学生たちの思う、美しいとされた建物は味気なく見え、きたないとされた建物は味わい深い建物に写ります。
経済合理性優先で建てられた建物の多くはメンテナンスフリーと呼ばれる素材が使われています。
石調、タイル調、木調。 いずれも偽物で新しいときが一番きれいで古くなるとみすぼらしく感じられます。
一方きたないとされた建物に使われている素材は素材の持つ力を素直に活かしたものと言えます。
少々維持管理のための手間が掛けられていないところは否めないですが、それでも今まで風雨や外的環境から建物を守ってきた年月が傷跡として残している事で時間の経過を耐え抜いてきた力のようなものを感じます。
経年変化は良く味があると言います。 最近ではエイジングと言って新しいものにエイジングを施して古い材料のように見せた建材も出回っています。
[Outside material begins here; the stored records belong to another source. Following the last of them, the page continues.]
PR #2517, opened 2023-09-05
feat(linear): create project, update project, create comment action & new issue trigger

lldiegon:
## What does this PR do?

This combination of triggers and actions allows me to:

- Get one step closer to automating client onboarding by creating a project board.
- Get notifications of new issues in my private discord server.
- Let ChatGPT brainstorm about new issues and place a comment to the issue/task with the output.

Announcement=true

### DIFF
--- a/packages/pieces/linear/src/lib/actions/projects/update-project.ts
+++ b/packages/pieces/linear/src/lib/actions/projects/update-project.ts
@@ -1,0 +1,62 @@
+import { createAction, Property } from '@activepieces/pieces-framework';
+import { linearAuth } from '../../..';
+import { props } from '../../common/props';
+import { makeClient } from '../../common/client';
+import { LinearDocument } from '@linear/sdk';
+
+export const linearUpdateProject = createAction({
+    auth: linearAuth,
+    name: 'linear_update_project',
+    displayName: 'Update Project',
+    description: 'Update a existing project in Linear workspace',
+    props: {
+        team_id: props.team_id(),
+        project_id: props.project_id(),
+        name: Property.ShortText({
+            displayName: 'Project Name',
+            description: 'The name of the new project',
+            required: true,
+        }),
+        description: Property.LongText({
+            displayName: 'Description',
+            description: 'The description of the new project',
+            required: false,
+        }),
+        icon: Property.ShortText({
+            displayName: 'Icon',
+            description: 'The icon for the new project',
+            required: false,
+        }),
+        color: Property.ShortText({
+            displayName: 'Color',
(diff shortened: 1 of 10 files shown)


packages/pieces/linear/src/lib/common/props.ts
```diff
@@ -188,4 +188,36 @@ export const props = {
         };
       },
     }),
+
+  project_id: (required = true) =>
+    Property.Dropdown({
+      displayName: 'Project',
+      required,
+      description: 'ID of Linear Project',
```
abuaboud, line 196: Nit: Please remove this as It would clutter the interface

packages/pieces/linear/src/lib/common/props.ts
```diff
@@ -98,7 +98,7 @@ export const props = {
     }),
   assignee_id: (required = false) =>
     Property.Dropdown({
-      description: 'Assignee of the Issue',
+      description: 'Assignee of the Issue / Comment',
```
abuaboud, line 101: Nit: Let's remove as it's clear

packages/pieces/linear/src/lib/common/props.ts
```diff
@@ -5,7 +5,7 @@ import { LinearDocument } from '@linear/sdk';
 export const props = {
   team_id: (required = true) =>
     Property.Dropdown({
-      description: 'The team for which the issue will be created',
+      description: 'The team for which the issue, project or comment will be created',
```
abuaboud, line 8: Nit: Let's remove as it's clear

packages/pieces/linear/src/lib/actions/projects/update-project.ts
```diff
@@ -0,0 +1,62 @@
...
+            required: false,
+        }),
+        startDate: Property.DateTime({
+            displayName: 'Start Date',
+            description: 'The start date for the new project',
+            required: false,
+        }),
+        targetDate: Property.DateTime({
+            displayName: 'Target Date',
+            description: 'The target date for the new project',
```
abuaboud: I think all props here in general doesn't need the description, we can remove it to make the user interface clear

abuaboud (changes requested):

packages/pieces/linear/src/lib/common/props.ts
lldiegon: Alright done! I agree that it should only be used when it needs additional explanation.

abuaboud:
@allcontributors please add @lldiegon for plugin

abuaboud (approved):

ツꀀですが、本当の経年変化は時間を経た物にしか現れないものです。
その場所で長い時間を経た結果、色々な要素が絡み合って出てきた味わいを希少性という軸で考えるととても大事なもののような気がします。
素材の持つ普遍な力強さが長い時間の経過の中で味わいとなって熟成され、新しいときには無いものが表出するのだと考えます。
ヨーロッパの古い建物が連続するような町並みが美しいと思うのはこのような感覚からかもしれません。
美しい/醜い=新しい/古いという価値は建築という長く存在し続けるものにとっては重要な判断では無いのかもしれません。